II BOARD OF DIRECTORS
A. Number, Tenure, Qualification, Election: The
Board will consist of no more than eleven Directors,
who will be elected annually by the Directors at their
Annual Meeting to serve until their successors have
been elected and qualified. A Director need not be a
New Mexico resident. A Director may be removed with or
without cause by a majority of the Directors, or may
resign. Vacancies may be filled by a majority of the
remaining Directors though less than a quorum. Newly
created Directorships may be filled by the Directors
for a term of office continuing only until the next
election of Directors.
B. Meeting's: An Annual Meeting of the Board of
Directors will be held during the month of January at
the time and place fixed by the Directors. Special
Meetings of the Board may be called by any Director or
Officer, and will be held at the time and place fixed
by the person calling the meeting on written notice
given to each Director at least two days before the
meeting.
C. Quorum, Action: A majority of the number of
Directors then in office will constitute a quorum at
Board Meetings. A quorum once attained continues until
adjournment despite voluntary withdrawal of enough
Directors to leave less than a quorum. The Directors
will manage the affairs of the Corporation, and may
act only as a Board with each Director having one
vote. The act of a majority of Directors present at a
meeting at which a quorum is present will be the act
of the Board unless a greater number is required by
the Nonprofit Corporation Act or these Bylaws.
III OFFICERS
A. Number, Tenure, Qualification, Election: The
Officers of the Corporation will be a President, Vice
President, Secretary and Treasurer, and such other
offices as the Board may decide, who will be elected
annually by the Board at its Annual Meeting to serve
until their successors are elected and qualified.
Officers need not be Directors or New Mexico
residents. An officer may be removed with or without
cause by the Board, or may resign. Vacancies and newly
created offices will be filled by the Board. One
person may hold more than one office, except that no
person may be both President and Secretary. Officers
will perform the duties and have the powers assigned
by the Board, incident to the office and provided in
these Bylaws.
B. President and Vice President: The President, or
the Vice President during the absence of the
President, disability or failure to act of the
President, will preside at all Corporation meetings
and, when authorized, will execute and deliver
documents in the name of the Corporation.

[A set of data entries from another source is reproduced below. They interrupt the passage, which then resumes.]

PR #138, opened 2016-06-23
[8.0][FIX] mrp_project: Fix singleton exception in 'ProjectTask.write'

crimoniv:
The `write` method was not able to process multiple records, so they are now iterated to avoid singleton errors. Same fix has been applied in `MrpProductionWorkcenterLine.write` also.

### DIFF
--- a/mrp_project/models/mrp_production.py
+++ b/mrp_project/models/mrp_production.py
@@ -101,5 +101,7 @@ class MrpProductionWorkcenterLine(models.Model):
 
     @api.multi
     def write(self, vals, update=True):
-        return super(MrpProductionWorkcenterLine, self.with_context(
-            production=self.production_id)).write(vals)
+        for rec in self:
+            super(MrpProductionWorkcenterLine, rec.with_context(
+                production=rec.production_id)).write(vals)
+        return True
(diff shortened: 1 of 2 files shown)


pedrobaeza:
@oihane, why this variable was needed to be passed to super?

oihane:
I don't know is something added by @ddico in https://github.com/OCA/manufacture/pull/85

pedrobaeza:
OK, I see the purpose. Then this patch is correct. :+1: 

We can fast-track it as it prevents the normal work.

crimoniv:
In case it helps, I've found that the value is referenced in a few different places:
- [OCA/manufacture/mrp_operations_extension/models/mrp_bom.py:18](https://github.com/OCA/manufacture/blob/8.0/mrp_operations_extension/models/mrp_bom.py#L18)
- [OCA/manufacture/mrp_project/models/hr_analytic_timesheet.py:14](https://github.com/OCA/manufacture/blob/8.0/mrp_project/models/hr_analytic_timesheet.py#L14)
- [odoomrp/odoomrp-wip/mrp_product_variants/models/mrp_bom.py:86,87](https://github.com/odoomrp/odoomrp-wip/blob/8.0/mrp_product_variants/models/mrp_bom.py#L86,L87)
- [odoomrp/odoomrp-wip/mrp_product_variants/models/mrp_bom.py:120](https://github.com/odoomrp/odoomrp-wip/blob/8.0/mrp_product_variants/models/mrp_bom.py#L120)

Edit: Thanks for merging!

PR #147, opened 2016-08-23
[8.0][ADD] mrp_production_manual_close

Daniel-CA:
This module modifies mrp production workflow to finish the production orders manually adding a new close button.

### DIFF
--- a/mrp_production_manual_close/README.rst
+++ b/mrp_production_manual_close/README.rst
@@ -1,0 +1,49 @@
+.. image:: https://img.shields.io/badge/licence-AGPL--3-blue.svg
+    :alt: License: AGPL-3
+
+MRP Production manual close
+===========================
+
+This module modifies mrp production workflow to finish the production orders
+manually adding a new close button.
+
+Known issues / Roadmap
+======================
+
+When there are pending movements to finish production order, it will cancel all
+movements (including pending procurement orders) and will mark the production
+as done.
+
+
+Bug Tracker
+===========
+
+Bugs are tracked on `GitHub Issues <https://github.com/OCA/manufacture/issues>`_. In case of trouble, please
+check there if your issue has already been reported. If you spotted it first,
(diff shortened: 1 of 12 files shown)


Daniel-CA:
@pedrobaeza Looks like that the test in mrp_production_real_cost is giving an error because this module changes the behavior when the production is done but not all the products to be produced has been produced.
I am having 2 errors, one with the amount of analytic lines created that doesn't match (remaining movements are cancelled) and the other one is with the amount when the `operation_time_line` start_time changes and the amount doesn't change.
Shoud I change the test on mrp_production_real_costs or I need to do a glue module?

pedrobaeza:
You have to inhibit this behavior when testing if a context key is not provided. Ask @oihane that has made something similar.

oihane:
Here it is an example
https://github.com/odoomrp/odoomrp-wip/blob/8.0/product_variants_no_automatic_creation/models/product_template.py#L56

Daniel-CA:
I tried to avoid behavior adding a condition in the workflow but I have an empty frozendict on context so I can't add the key to differentiate code execution.

andhit-r:
Hi @pedrobaeza @oihane @Daniel-CA , i tried to solve travis problem by using @oihane example. I could not see that example can be used for this PR. No behavior in mrp_production_manual_close that needed to be inhibit. Would you kindly give pointer which behavior that need to be inhibited?

Meanwhile i have tested to:

1. change test on mrp_production_real_cost (https://github.com/andhit-r/manufacture/tree/8.0-fix-issue-147). I only made sure that assert on analytic line happen when production state is done (see https://github.com/andhit-r/manufacture/blob/8.0-fix-issue-147/mrp_production_real_cost/tests/test_mrp_production_real_cost.py#L43, https://github.com/andhit-r/manufacture/blob/8.0-fix-issue-147/mrp_production_real_cost/tests/test_mrp_production_real_cost.py#L74, and https://github.com/andhit-r/manufacture/blob/8.0-fix-issue-147/mrp_production_real_cost/tests/test_mrp_production_real_cost.py#L90), and
2. Migrate **mrp_production_manual cost**

It passed all travis checks.

Then i tried to alter the test without mirgating mrp_production_manual_cost. It passed travis checks and same coverage score (OCA/8.0 https://coveralls.io/github/OCA/manufacture?branch=8.0 against https://coveralls.io/github/andhit-r/manufacture?branch=8.0-real-cost-alter-test).

Is it possible that we just go ahead with altering test on mrp_production_real_cost?

Issue #124, opened 2016-05-16
is:issue is:open [8.0][mrp_production_real_cost] Error when produce product


yastri:
Hi,

there's new error from mrp_production_real_cost, after I do git pull from the last commit 

```

ERROR demo1 openerp.sql_db: Programming error: can't adapt type 'mrp.production', in query  SELECT "mrp_production"."id" FROM "mrp_production"
                        WHERE "mrp_production".id IN %s  ORDER BY "mrp_production"."priority" DESC,"mrp_production"."date_planned" ASC         

  File "/opt/odoo/server/addons/mrp_production_real_cost/models/mrp_production.py", line 34, in action_production_end
    self.mapped('move_created_ids2').filtered(


  File "/usr/lib/python2.7/dist-packages/psycopg2/extensions.py", line 129, in getquoted
    pobjs = [adapt(o) for o in self._seq]
ValueError: "can't adapt type 'mrp.production'" while evaluating
u'action_production_end()'
```

regards

pedrobaeza:
You need to update your module and restart server.

yastri:
I've already update the module and all dependency and restart server, but still error.
I try to uninstall, after that manufacturing can do produce, but when I install again there's same error when I push the button produce.

pedrobaeza:
The log you have put proves that it wasn't updated and restarted, because the referenced line is not the same as the shown one. Has the error log changed?

sandrafig:
I just had the same error, I've updated all my repositories this morning and the database aswell

**ValueError: "can't adapt type 'mrp.production'" while evaluating
u'action_production_end()'**

pedrobaeza:
Do you have a module from odoomrp-wip called mrp_production_manual_close or similar?

sandrafig:
I don't have that module installed

pedrobaeza:
Then please give me an update error log. The first one is not correct

sandrafig:
[...]

PR #149, opened 2016-09-07
[8.0][FIX]mrp_production_real_cost: fix error in old api inherit

maurochip:
The function '_costs_generate' has an api.multi, expecting that the 3rd parameter in old API is 'ids', but it is a 'mrp.production' record instead. Convert to api.model resolves the error.
This could be related to this issue #124

### DIFF
--- a/mrp_production_real_cost/models/mrp_production.py
+++ b/mrp_production_real_cost/models/mrp_production.py
@@ -81,8 +81,8 @@ class MrpProduction(models.Model):
             'general_account_id': general_account.id,
         }
 
-    @api.multi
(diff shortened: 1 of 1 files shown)


pedrobaeza:
:+1:, but it's not related

maurochip:
It is related. It messes up the ORM cache as it is adding the "mrp.production" record to the "ids" list when browsing related records, giving the error `ValueError: "can't adapt type 'mrp.production'" while evaluating`.

pedrobaeza:
OK, I get it. I fast track it then.

PR #152, opened 2016-09-23
[IMP] mrp_operations_extension: allow to load operation in routing lines

agaldona:
@anajuaristi reported an issue in routing lines. When you select an operation it disappears. I don't know why was it like this, but i think it is a bug.


anajuaristi (approved):

anajuaristi:
Tested functionally, it works

oihane:
I found that @pedrobaeza changed it
https://github.com/OCA/manufacture/commit/3c6fd5cf4105f2bc80032e2673205f72e720bd51#diff-697494787cd211366fb2099bff990859R82

I don't remember why he did it that way.

anajuaristi:
We need this PR merged and we had no comment from september so I do it.

PR #156, opened 2016-10-04
Add missing french translations

yterrettaz:
To complete the traduction of mrp_sale_info in French. It's my first OCA PR, thank you for your indulgence :-)


yterrettaz:
So I realized that I have to use Transifex for this operation :-/

Issue #159, opened 2016-10-17
Number of cycles in mrp.routing.workcenter


rubencabrera:
In the tree view of mrp.operation.workcenter inside the mrp_routing_form_view the field "Number of Cycles" actually shows the value of "capacity_per_cycle" from the workcenter. 

Is the name of the column wrong or should it do something else?

pedrobaeza:
Yeah, the name is wrong. You can make a PR changing it.

PR #160, opened 2016-10-17
Set cycle_nbr to visible and delete onchange field assignation

rubencabrera:
As mentioned in #159 , the column in the tree view references number of cycles but the onchange method assigns the capacity per cycle, resulting in a confusing output. 

As the field definition in the odoo mrp module states clearly that cycle_nbr is meant for:
Number of iterations this work center has to do in the specified operation of the routing
...and being in need for some counter for cycles when a manufacturing requires repeating an operation multiple times, modified back the onchange_lines_default and also the form view to show the Counter for cycles again.

### DIFF
--- a/mrp_operations_extension/i18n/es.po
+++ b/mrp_operations_extension/i18n/es.po
@@ -1,25 +1,21 @@
 # Translation of Odoo Server.
 # This file contains the translation of the following modules:
-# * mrp_operations_extension
-# 
-# Translators:
-# Matjaž Mozetič <m.mozetic@matmoz.si>, 2015
-# oihane <oihanecruce@gmail.com>, 2016
-# oihane <oihanecruce@gmail.com>, 2016
-# oihane <oihanecruce@gmail.com>, 2016
+# 	* mrp_operations_extension
+#
 msgid ""
 msgstr ""
-"Project-Id-Version: manufacture (8.0)\n"
+"Project-Id-Version: Odoo Server 8.0\n"
 "Report-Msgid-Bugs-To: \n"
-"POT-Creation-Date: 2016-09-17 22:50+0000\n"
-"PO-Revision-Date: 2016-10-04 09:43+0000\n"
-"Last-Translator: oihane <oihanecruce@gmail.com>\n"
-"Language-Team: Spanish (http://www.transifex.com/oca/OCA-manufacture-8-0/language/es/)\n"
+"POT-Creation-Date: 2016-11-02 08:34+0000\n"
+"PO-Revision-Date: 2016-11-02 09:40+0100\n"
+"Last-Translator: <>\n"
+"Language-Team: \n"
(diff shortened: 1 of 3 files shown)


pedrobaeza:
@anajuaristi, what's your opinion on this?

@rubencabrera check this graph about how costs work: https://github.com/OCA/manufacture/pull/83#issuecomment-176890577

rubencabrera:
Thank you for the link, @pedrobaeza , it is clearer now.

This PR tries to make use of the Number of Cycles field in the mrp.routing.workspace model, as it seems the most logical place to take it into account when the same workspace has to be repeated in a manufacturing process.

anajuaristi:
@rubencabrera @pedrobaeza
In my point of view is correct as it is now just because on routing it's imposible to knoe the exact number of cycles you will need to do as this value will be calculated on Mo never on routing.
If you need to repeat same operation on routing several times it will be enough just to duplicate it. But this is not the meaning of number of cycles.
IMHO unit of cicles it's related to MO as units per cycle is related to routing step. Both fields are required each one in their correct place.
Anyway if you find usefull to make the field visble do it but it will not be considered in any place if you change manually so i would recomend not to merge the PR. I'm sorry for that.
Thank you for contributing
Ana

rubencabrera:
Then what is the purpose of the cycle_nbr field inside the mrp.routing.workcenter model? 
In the whole repo it's only used in the onchange_lines_default method, where it is assigned the value of capacity_per_cycle. How is that right? Aren't they opposite concepts? If Capacity per Cycle gets bigger, number of cycles should be smaller.  
In the MO, cycle_nbr from the routing object is not used by action_compute when computing the mrp.production.workcenter.line. All the routing elements are imported but their cycle_nbr is ignored.

I accept your point about routing not being the place to set the number of cycles, but why having a field there for it and then making it invisible? Where should it go to be useful?

anajuaristi:
There is no purpose for it, but it's a field included on Odoo core, so we can not erase but reuse and try to make our developments as compatible as is possible.

:)

rubencabrera:
@anajuaristi , you are right about the work order being the best place to set the number of cycles a manufacturing operation might actually take. 

There is the field number of cycles.

mrp.production.workcenter.line has a Number of cycles field. 
Also, mrp.routing is linked to mrp.routing.workcenter, where the field cycle_nbr I am insisting on is defined. On the tree view of mrp.routing, the value of cycle_nbr is shown, but it is WRONGLY taken from the production efficiency (I am positive about this being wrong because the field is not corresponding its label).

If MyProductionRoute always makes me use 2 cycles of a precise workcenter, why do I have to set it manually when there is a field for that in the mrp.routing.workcenter, linked and visible in mrp.routing, but not taken into account in the MO?

rubencabrera:
Sorry, the latest commits are not related to this pull request. As the argument seems stale now, I'll close it. Thanks for your input.

PR #162, opened 2016-10-28
[MOD] mrp_operations_extension

esthermm:
There is an issue about adding an element to the workcenter lines, there is an onchange that fills the fields with the values, but as they are readonly when you save the changes of those fields are not saved. So custom_data field is not necessary.


pedrobaeza:
:-1: You shouldn't remove this option. They are not readonly when you mark custom_data, so no issue at all.

anajuaristi:
Could be it's not a technical issue but functional issue.
In my opinion check is not necesary at all. It makes it more complex to
understand the concept and at the end the valid data can be always taken
from routing step.

Check is making necesary more code to control and it's not improving
anything.
This change was asked by one of hour customers and i aproved it
functionally.
Please don't stop the merge.

Manufacturing experts... could you give you opinion on this?
@jordieficent

pedrobaeza:
@anajuaristi, the only to control if the route has specific data is through that check, and you were one of the defenders of that option for your use cases, so I don't understand why you change your mind now.

anajuaristi:
No. I wasn't
I always thougth it was no necesary but you included yourself so I let it stay. 
But now I think it's causing usability problems to my customers and it's posible to simplify code so I said Esther to erase it.

anajuaristi:
Thinking about this, maybe make check active by default (so editable line ) would be enough
I mean... it's much more usual taking cost data from routing line than from machine so just active by default this option but still we would have the option to take from machine.

This way we improve usability withouth loosing functionality.

pedrobaeza:
OK, change the default and repair Travis.

anajuaristi:
Ok @pedrobaeza 
@esthermm please... change the default to set check true and repair travis

pedrobaeza:
Thanks for the changes. Travis is still red I'm afraid.

esthermm:
Yes, I know, mrp_production_estimated_cost test is failing. I still don't know why

LoisRForgeFlow:
@esthermm Is this still relevant? are you going to finish the work? Thanks.

anajuaristi:
@lreficent it's solved. I'm closing.
Thank you

PR #164, opened 2016-11-11
[IMP] mrp_production_estimated_cost: 

agaldona:
When changing the production qty to 0, a traceback error raised "Float Division by Zero".


oihane (approved):
:+1: 
LGTM, it is a good solution to avoid division by zero error, although it is not common to create a MO with quantity zero (system does not allow to save a zero quantity MO)

Daniel-CA:
:+1:

esthermm:
:+1:

pedrobaeza (approved):

PR #169, opened 2016-11-30
8.0 mrp_project: settings to deactivate automatic task generation

rubencabrera:
This changes add 2 settings in Manufacturing Settings to set default value for 2 Boolean fields in MO.

These fields are the condition checked before creating a related project for the current MO and the Automatically generated tasks when changing states to "In production". 

The default behavior doesn't change the current one.

### DIFF
--- a/mrp_project/models/mrp_production.py
+++ b/mrp_project/models/mrp_production.py
@@ -16,10 +16,10 @@ class MrpProduction(models.Model):
         related="project_id.analytic_account_id", store=True)
     create_tasks = fields.Boolean(
         string="Automatically create tasks",
-        help=_(""" Automatically create tasks linked to manufacturing orders in
+        help=""" Automatically create tasks linked to manufacturing orders in
                assigned project. The tasks will be created when the production
                is started.
-               """),
+               """,
         readonly=True,
         states={'draft': [('readonly', False)],
                 'confirmed': [('readonly', False)]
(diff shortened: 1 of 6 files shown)


anajuaristi (commented):
I can not aprove this changes since the meaning about creating a task or creating a project on mrp_project is a different one.
The current focus is creating a task related to workers assigned in a routing step. You just need to set 0 on the field to avoid creating tasks.
About the project related to an MO, is necesary in any case there is workers assigned to one routing step on the MO, and it's also necesary on the case stimated or real cost is installed, so... If you need another functionality or you need to change the meaning of module, I'm sorry but, it will be necesary you build another module.

The idea is creating a task for each worker. It's not needed creating a task for each WO, since you have the wo by now.

Sorry but, from my side the PR should be rejected.

Thank you:

Ana

mrp_project/models/mrp_production.py
```diff
@@ -63,21 +79,35 @@ def _prepare_production_task(self, production):
...
-        task_obj = self.env['project.task']
-        for record in self:
-            task_domain = [('mrp_production_id', '=', record.id),
-                           ('workorder', '=', False)]
-            tasks = task_obj.search(task_domain)
-            if not tasks:
-                task_obj.create(self._prepare_production_task(record))
+        if not self.project_id:
+            raise exceptions.ValidationError(_(
+                "To create a task per work order, a project must be selected. "
```
anajuaristi: This is the cause of my rejection.
You don't need to create a task per work order. 
One single task will be created for the MO.
If you need creating one task by WO, you just need to install the module mrp_operations_project and set, one single worker for each routing step.

To create a task related to each WO, is not needed if there is no workers on it.

Issue #529, opened 2020-09-17
[13.0] Only one Manufacture Request being created by the  sale.


guimarc-br:
Hello Guys

On  a Project that I am   working we have the expectation to get  one MR for each  product from the sale/order that does not have the quantity and is Manufacture Request.

**model:** mrp_production_request
**file** : stock_rule.py

I made a debug here and check that is created in the  method  

```
def _run_manufacture(self, procurements):
        for procurement, _rule in procurements:
            if self._need_production_request(procurement.product_id):
                return self._run_production_request(
                    procurement.product_id,
                    procurement.product_qty,
                    procurement.product_uom,
                    procurement.location_id,
                    procurement.name,
                    procurement.origin,
                    procurement.values,
                    procurement.company_id,

```
I could see that is  happening due the **_return_** command,  so when find one product that is manufacture request return the method.

So to handle the expectation on  my project  I just removed the  **_return command_**  and now all products that needs a MR are created.

My question  is guys : This is how this should work ?  or its a bug?.  If it is how was designed I can  change on my project as I did , I am just confirming.

pedrobaeza:
Sorry, this is not an Odoo issue, but a question. You should make it on Odoo official forums (https://www.odoo.com/forum/help-1) or mailing lists (https://odoo.com/groups), but not here.

Closing this by the reason above.

Little tip: you must activate MTO route in the product.

LoisRForgeFlow:
@pedrobaeza I think this is actually a bug, I'm reopening the issue.

@guimarc-br Hi, thanks for reporting it. Would you mind opening a Pull Request fixing the issue? Thanks!

guimarc-br:
Hi Folks

Pull Request created : https://github.com/OCA/manufacture/pull/532

Please take a look.

LoisRForgeFlow:
Fixed (https://github.com/OCA/manufacture/pull/549).

PR #532, opened 2020-09-22
[13.0][FIX]  mrp_product_request : stock_rule.py   Allow  to create more than one MR per sale/order for different products.

guimarc-br:
This is a FIX to allow create more MR per sale/order for  different Products.
The current version is only allowed to have one MR per sale/order

https://github.com/OCA/manufacture/issues/529
Follow the discussion.

### DIFF
--- a/mrp_production_request/models/stock_rule.py
+++ b/mrp_production_request/models/stock_rule.py
@@ -116,7 +116,7 @@ class StockRule(models.Model):
     def _run_manufacture(self, procurements):
         for procurement, _rule in procurements:
             if self._need_production_request(procurement.product_id):
-                return self._run_production_request(
+                self._run_production_request(
                     procurement.product_id,
                     procurement.product_qty,
                     procurement.product_uom,
--- a/mrp_production_request/models/stock_rule.py
+++ b/mrp_production_request/models/stock_rule.py
@@ -79,6 +79,14 @@ class StockRule(models.Model):
             )
 
         # create the MR as SUPERUSER because the current user may not
+        # to avoid everytime MR creation
+        existing_MRs = request_obj.search(
+            [('product_id', '=', product_id.id),
+             ('state', '=', 'to_approve'),
+             ('company_id', '=', values['company_id'].id),
+             ('procurement_group_id', '=', values.get('group_id').id)])
+        if existing_MRs:
+            return True
         # have the rights to do it (mto product launched by a sale for example)
         request = request_obj_sudo.create(
             self._prepare_mrp_production_request(


bodedra (approved):

AaronHForgeFlow (approved):

mrp_production_request/models/stock_rule.py
```diff
@@ -116,7 +116,7 @@ def _run_production_request(
     def _run_manufacture(self, procurements):
         for procurement, _rule in procurements:
             if self._need_production_request(procurement.product_id):
-                return self._run_production_request(
+                self._run_production_request(
```
LoisRForgeFlow, line 127: You need to pop the procurements you already covered with production requests, otherwise both an MR and MO will be created.

LoisRForgeFlow (changes requested):

mrp_production_request/models/stock_rule.py
guimarc-br: @LoisRForgeFlow 

Sorry Lois but what do you mean? I have created this PR because I have different products under the procurements. 
For example
procurements[0] : product 1 
procurements[1] : product 2

Then I  remove it to have one more MR for each product under the procurements. 

Could you  please change the code  your suggestion? I did not get or  are you not approving this new  approach?

Thank you so much in advance.

LoisRForgeFlow: This iteration is resolving procurements of some products in a different way than Odoo standard would do(using manufacturing requests), if you after that call super with the exact same set of procurements you will also create MO's for the procurements you have just created MR's in that iteration.

you need to pop (extract from the set of `procurements`) the ones that have already created a MR and then call super with a reduced set of procurements:

`return super()._run_manufacture(procurements_not_resolved_with_manufacturing_request)` (this is a pseudo-code to point you the error, not the fix)

guimarc-br: Hi @LoisRForgeFlow 

Commit created for this

guimarc-br: Hi Lois 

New commit pushed

guimarc-br: Hi @LoisRForgeFlow  Could u please review it ?

guimarc-br: Hey @LoisRForgeFlow 

Could u pleae review it ?

LoisRForgeFlow:
Hi @guimarc-br 

sorry for the delay checking this, your proposal still makes both a MO and an MR for the same procurement, I don't want to make you wait more time and I have proposed the fix here: https://github.com/OCA/manufacture/pull/549.

mrp_production_request/models/stock_rule.py
```diff
@@ -79,6 +79,14 @@ def _run_production_request(
             )
 
         # create the MR as SUPERUSER because the current user may not
+        # to avoid everytime MR creation
+        existing_MRs = request_obj.search(
```
LoisRForgeFlow, line 83: I also do not agree with this, if you are thinking on orderpoints this is already handled in _quantity_in_progress. Maybe I'm missing some detail here? but it seems to me quite custom process if you need this check.

guimarc-br: Hi Lois ... yes you are right , was my mistake and I  checked your PR and agree with your solution.

LoisRForgeFlow:
Closed in favor of https://github.com/OCA/manufacture/pull/549.

PR #541, opened 2020-10-12
[FIX] when a bom has quantity multiplier, consider it

JordiBForgeFlow:
When the BOM is specified with a certain quantity, then consider it as a factor during the BOM explosion.

image

cc @LoisRForgeFlow @HviorForgeFlow @AdriaGForgeFlow


JordiBForgeFlow:
This is equivalent to https://github.com/odoo/odoo/blob/13.0/addons/mrp/models/mrp_production.py#L599

LoisRForgeFlow:
Just applied pre-commit.

AdriaGForgeFlow (approved):

HviorForgeFlow (approved):

LoisRForgeFlow (approved):
Tested locally, looks good :+1:

PR #544, opened 2020-10-17
ADD 14.0 mrp_workcenter_hierarchical

bealdav:
Selection_142


dreispt (approved):

mrp_workcenter_hierarchical/models/mrp_workcenter.py
```diff
@@ -0,0 +1,61 @@
...
+from odoo import api, fields, models
+
+
+class MrpWorkcenter(models.Model):
+    _inherit = "mrp.workcenter"
+    _parent_name = "parent_id"
+    _parent_store = True
+
+    parent_id = fields.Many2one(
+        comodel_name="mrp.workcenter", string="Parent", index=True, ondelete="cascade"
```
florian-dacosta: I am not sure about the` ondelete="cascade"` here.
Since a bit hard to try to delete it if parent is deleted... I think it would be best to leave the workcenter alone, with no parent and the user will delete it if needed what do you think?

florian-dacosta (commented):
Code review, LGTM just one remark

mrp_workcenter_hierarchical/models/mrp_workcenter.py
dreispt: @bealdav ?

bealdav: Resolved

florian-dacosta (approved):

PR #559, opened 2020-11-19
[12.0] [FIX] rename quality_control to quality_control_oca

PieterPaulussen:
There is a name collision with the Odoo enteprise module `quality_control' which blocks developers from using other modules in this repository. (Depending on the structure of the project source of course).

f.i. using this repository with a buildout setup combining both enterprise and manufacture repositories


diggy128:
Have a look at [this](https://github.com/OCA/OpenUpgrade/issues/2211).

marcelsavegnago:
@PieterPaulussen If I'm not mistaken, you need to change the module version and build a migration script with openupgradelib to change the module name in cases where the module is already installed.

PieterPaulussen:
I completely agree @marcelsavegnago. This was just a quick rename so I could deploy this repository to my clients server and the migration is not required.
I'll try to include a decent refactoring.

pedrobaeza:
A renaming can't be done in a stable version, as this will break all the existing installations. This renaming can be performed in 13.0 though. I'm not closing this for not being "crude", but this can't be merged.

PieterPaulussen:
@pedrobaeza I see. Guess we'll have to rename it in 13.0 then.

pedrobaeza:
Yes, it's not the ideal thing, as the module doesn't have visibility in Odoo Apps Store, but stability matters more in this case (it's not something that can be handled through migration scripts). I have noted this in https://github.com/OCA/manufacture/pull/481#issuecomment-730439422

inspiredbusiness:
This breaks an Odoo instance with Odoo Enterprise and this repo and Odoo will not boot if enterprise quality_control is installed. I understand it has stable issues with a rename, but also means we can not use any module in this repo without renaming this module and have Odoo boot up. I wonder if future OCA modules should have an oca suffix to stop this from being able to happen when Odoo clashes on an oca name

pedrobaeza:
@inspiredbusiness Don't include such modules on the same "build".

C. Secretary and Assistants: The Secretary, or any
Assistant Secretary during the absence, disability or
failure to act, of the Secretary, will keep and have
custody of the seal, books and records of the
Corporation and the minutes of- all meetings, will
give all Notices required and, when authorized, will
execute, attest, seal and deliver documents of the
Corporation.
D. Treasurer and Assistants: The Treasurer, or any
Assistant Treasurer during the absence, disability or
failure to act of the Treasurer, will be responsible
for keeping correct and complete books and records of
account for the Corporation.
IV BOARD COMMITTEES
The Board, by resolution adopted by a majority of
the Directors, may designate and appoint Committees,
each of which will consist of at least two Directors,
and will have and may exercise the authority of the
Board, except to the extent limited by law. A majority
of the members of a Committee may fix its rules of
procedure. An action by a Committee shall be reported
to the Board at a Board meeting succeeding such action
and shall be subject to revision by the Board although
no rights of third parties shall be affected by any
such revision. The designation and appointment of any
Committee and the delegation thereto of authority will
not relieve the Board of Directors, or any individual
Director, of any responsibility imposed upon the Board
or a Director.
V ADVISORY COMMITTEES
A. Number, Tenure, Qualification, Election: The
Board, by resolution adopted by a majority of the
Directors, may create an unlimited number of Advisory
Committees. An Advisory Commitee may consist of any
number of members which the Board determines is
necessary. The members of an Advisory Committee, as
well as a Chair, Vice Chair and Secretary of the
Advisory Committee, will be appointed by the President
and confirmed by the Board. An Advisory Committee does
not have to have a Director as a member although
Directors may be members of an Advisory Committee. An
Advisory Committee is not a Board Committee. Members
of an Advisory Committee will serve until their
successors have been appointed. An Advisory Committee
Member need not be a New Mexico resident. An Advisory
Committee Member may be removed with or without cause
by a majority of the Directors, or may resign.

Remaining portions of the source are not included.